» Aim of the exercise
Word for word, reproduce the records that follow.

[Collected data entries]

- - -

PR #192, opened 2019-06-28
Btrx 714 wloforte

wloforteBroad:
## Addresses
https://broadinstitute.atlassian.net/browse/BTRX-714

- - -

» Reply to the exercise
PR #192, opened 2019-06-28
Btrx 714 wloforte

wloforteBroad:
## Addresses
https://broadinstitute.atlassian.net/browse/BTRX-714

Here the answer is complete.